MegaPortraits: High-Res Deepfakes Created From a Single Photo

High Resolution Avatars

Researchers from Samsung Labs have developed a way to create high-resolution avatars, or deepfakes, from a single still frame photo or even a painting.

Called MegaPortraits, the team says they can create megapixel-sized avatars from simple single-frame starting points. The team says that its advances tackled a particularly challenging problem of when the appearance of the driving image is substantially different from the animated source image. For example, it is much harder to operate an effective deepfake of Angelina Jolie when the subject is a short-haired male.

The reason the deepfakes of Tom Cruise that appeared on TikTok last year were so effective is because the subject had a similar appearance to the famous actor and was able to replicate his mannerisms. It would have been far harder to create a deepfake model of Cruise if the subject looked very different from him.

This method appears to solve that problem and allows anyone to control realistic avatars even if they do not closely resemble the target.

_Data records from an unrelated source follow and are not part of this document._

PR #51, opened 2020-11-17
40 Github support

absurdfarce:
┆Issue is synchronized with this [Asana task](https://app.asana.com/0/1198513180644180/1198728282212511) by [Unito](https://www.unito.io/learn-more)


python/adelphi/bin/adelphi
```diff
@@ -2,39 +2,60 @@
...
 import logging
+import os
+import os.path
 from functools import partial
 
+try:
+    from tempfile import TemporaryDirectory
+except ImportError:
+    from backports.tempfile import TemporaryDirectory
+
```
absurdfarce, line 13: Context mgr version of temp management not available on py2k so we swap in a backport in that situation

python/adelphi/adelphi/gh.py
```diff
@@ -0,0 +1,34 @@
+# Functionality necessary to create a feature branch + pull request on Github
```
absurdfarce, line 1: We must avoid the name "github" for this module since it's use causes Python 2.x to have problems with the PyGithub import ("from github import ...") op that happens a few lines below.  This isn't a problem on Python 3.x, but to avoid the issue entirely I just renamed the module.

python/adelphi/bin/adelphi
```diff
@@ -2,39 +2,60 @@
...
 @click.option('--port', type=int, default=9042, help='Database RPC port. Default: 9042')
-# not implemented yet
-#@click.option('--output', metavar='/file/path', help='Output file. If not specified, it will write to stdout')
 @click.option('--username', help='Database username')
 @click.option('--password', help='Database password')
 @click.option('--keyspaces', help='Comma-separated list of keyspaces to include. If not specified, all keypaces will '
                          'be included, except system keypaces')
 @click.option('--rf', type=int, help='Replication factor to override original setting. Optional.')
 @click.option('--anonymize/--no-anonymize', default=True, help="Enable/disable schema anonymization")
+@click.option('--output-dir', help='Directory schema files should be written to. If not specified, it will write to stdout')
```
absurdfarce, line 33: A happy side effect: since we needed "export schemas to file" functionality for GH support anyway we get this functionality for free

python/adelphi/bin/adelphi
```diff
@@ -79,9 +107,27 @@ def export_gemini(ctx):
...
     with_cluster(my_fn, **({k:ctx.obj[k] for k in ["hosts","port","username","password"]}))
 
 
+@export.command()
+@click.option('--repo-user', help='Username for the repo used for schema storage on Github')
+@click.option('--repo-token', help='Access token for schema storage on Github')
+@click.option('--repo-name', help='Name of the repo used for schema storage on Github')
+@click.option('--author-name', help='Github username to be used for schema commits')
+@click.pass_context
+def github(ctx, repo_user, repo_token, repo_name, author_name):
```
absurdfarce, line 120: At the moment Adelphi requires us to pass in each of these args every time, which is just a little silly.  It also makes the invocation fairly large; a sample:

```
adelphi --no-anonymize --keyspaces=testkeyspace,spacecraft --output-dir=foo github --repo-user=absurdfarce --repo-token=<long repo token> --repo-name=schema-playground --author-name=grighetto
```

Click does support the ability to pull these args from environment variables (see https://click.palletsprojects.com/en/7.x/arguments/#environment-variables) and this is probably preferred for the Github-related configs since they won't change much from one run to another.

python/adelphi/setup.py
```diff
@@ -1,5 +1,16 @@
...
+
+dependencies = [
+    'cassandra-driver >= 3.24.0',
+    'click >= 7.1.2',
+    'PyGithub >= 1.45'
+    ]
+
+if not PY3:
+    dependencies.append('backports.tempfile')
+
```
absurdfarce, line 13: Add the backport of py3k tempfile functionality for Python 2.7 support.  Logic here borrowed from what the Python driver does.

python/adelphi/setup.py
```diff
@@ -1,5 +1,16 @@
 from setuptools import setup
 
+PY3 = sys.version_info[0] == 3
+
+dependencies = [
+    'cassandra-driver >= 3.24.0',
+    'click >= 7.1.2',
+    'PyGithub >= 1.45'
+    ]
```
absurdfarce, line 9: The versions specified here are the min versions currently used for Python 2.7.  The ">=" specifier allows Py3k to use larger versions as appropriate.

python/adelphi/bin/adelphi
```diff
@@ -16,55 +39,81 @@ log = logging.getLogger('adelphi')
...
+    output_dir = ctx.obj["output-dir"]
+
     metadata = cluster.metadata
     keyspace_objects = build_keyspace_objects(keyspace_names, metadata)
+
+    if ctx.obj['anonymize']:
+        # anonymize keyspace and its children
+        for keyspace_object in keyspace_objects:
+            anonymize_keyspace(keyspace_object)
+
```
absurdfarce, line 95: The introduction of output to files meant that we had to do anonymization earlier in the process.  Before it was being done in the CQL/Gemini export op which happens much further down the line.  We want it to happen earlier (and in this script) so that all subsequent log statements/file names/etc. will use anonymized names.

python/adelphi/bin/adelphi
```diff
@@ -79,9 +128,32 @@ def export_gemini(ctx):
...
+@click.option('--token', help='Access token for schema storage on Github')
+# TODO: Change the default to something real when we have something real
+@click.option('--repo', default="absurdfarce/schema-playground", help='Name of the repo used for schema storage on Github')
+@click.option('--author', help='Github username to be used for schema commits')
+@click.pass_context
+def github(ctx, token, repo, author):
+
+    if ctx.obj["anonymize"]:
+        log.error("All schemas contributed to Adelphi must be anonymized")
+        exit(6)
```
absurdfarce, line 145: We want to explicitly reject the contribution of non-anonymized schemas to the repo

python/adelphi/setup.py
```diff
@@ -1,5 +1,16 @@
 from setuptools import setup
 
+PY3 = sys.version_info[0] == 3
+
+dependencies = [
+    'cassandra-driver >= 3.24.0',
```
grighetto, line 6: I believe this should remain a static/pinned version instead of a lower bound.
We don't want to suddenly pick up a newer version that exposes more metadata that's not covered by the anonimyzer.

python/adelphi/adelphi/gh.py
```diff
@@ -0,0 +1,61 @@
...
+
+import logging
+import os
+import os.path
+import uuid
+
+logging.basicConfig(level=logging.INFO)
+log = logging.getLogger('adelphi')
+
+# We're assuming any storage repo will be created after the converstion to "main"
```
grighetto, line 33: comment typo: conversion

python/adelphi/bin/adelphi
```diff
@@ -16,72 +39,119 @@ log = logging.getLogger('adelphi')
...
+        exit(2)
+
+    # My kingdom for decent function composition :(
+    export_keyspaces(ctx, lambda x,y: format_gemini_schema(export_gemini_schema(x,y)), keyspace_objs)
+
+
+@export.command()
+@click.option('--token', help='Access token for schema storage on Github')
+@click.pass_context
+def github(ctx, token):
```
grighetto, line 135: wdyt about making the command name `submit`? we may move away from github for the schemas repo in the future, but the command would remain the same

absurdfarce: Funny you should ask about this... I was mulling this very question the other day. :)

"github" is a terrible name, so that definitely shouldn't be the answer long-term, as it binds us to a specific type of repo and/or submission process.  I finally settled on the name "contribute" as being the most generic.  What do you think of that?  I could live with "submit" I suppose but I really like the explicit suggestion of submitting to the project.

Whaddya think?

python/adelphi/adelphi/gh.py
absurdfarce: :facepalm: Will fix in the next push

python/adelphi/setup.py
absurdfarce: I think this definitely could use another pass.

The original intent here was to pin deps to the lowest supported version for Python 2.7 while allowing them to go higher for Py3k.  My thinking was that projects would have a final version that ran on Python 2.7; PyGithub certainly does this.  So I wanted to make sure that baseline was supported while allowing Py3k instances to use higher versions.

This was my original attempt at dep management; it came before the subsequent logic which introduces an explicit check for Py3k + changes to deps in case it finds it.  That would probably be a cleaner way to handle this now.

Interestingly, it's also worth noting that PyGithub might be an exception.  The cassandra-driver package works with both 2.7 and 3.x so it could be explicitly pinned.  The same is true for click; both 2.7 and 3.x use 7.1.2.

There's _also_ the point that even if new metadata is introduced that's actually okay as long as they maintain backwards compatibility with the current version.  The better way to express _that_ idea would be to use something like Ruby's ~> comparison (at least as long as the package supports semantic versioning).  Moving to something like that may be worthwhile too.

So yeah, in short... I wanna take another look at this. :(

python/adelphi/setup.py
absurdfarce: Updated: shifted to compatible version specifiers as discussed in PEP-440

python/adelphi/bin/adelphi
grighetto: "contribute" sounds good and precise to me 👍

grighetto (approved):
Only nit was the cassandra-driver version that should be pinned to a specific version, other than that, 👍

“We propose a set of new neural architectures and training methods that can leverage both medium-resolution video data and high-resolution image data to achieve the desired levels of rendered image quality and generalization to novel views and motion,” the researchers state in their abstract.

“We show that suggested architectures and methods produce convincing high-resolution neural avatars, outperforming the competitors in the cross-driving scenario.”

The system for making high-resolution human avatars is called megapixel portraits, or MegaPortraits for short. The researchers explain that the model is trained in two stages, but they have also proposed a third additional stage that allows it to work faster.

“Our training setup is relatively standard. We sample two random frames from our dataset at each step: the source frame and the driver frame. Our model imposes the motion of the driving frame (i.e., the head pose and the facial expression) onto the appearance of the source frame to produce an output image,” the team explains.

“The main learning signal is obtained from the training episodes where the source and the driver frames come from the same video, and hence our model’s prediction is trained to match the driver frame.”

Perhaps even more impressive, the team has managed to make this eerily effective system operate in a compressed model that works in real-time.

“We show how a trained high-resolution neural avatar model can be distilled into a lightweight student model which runs in real-time and locks the identities of neural avatars to several dozens of pre-defined source images,” the researchers continue. “Real-time operation and identity lock are essential for many practical applications head avatar systems.”

The multiple results above show the efficacy of the program. The full project titled MegaPortraits: One-shot Megapixel Neural Head Avatars has been published as a scientific paper.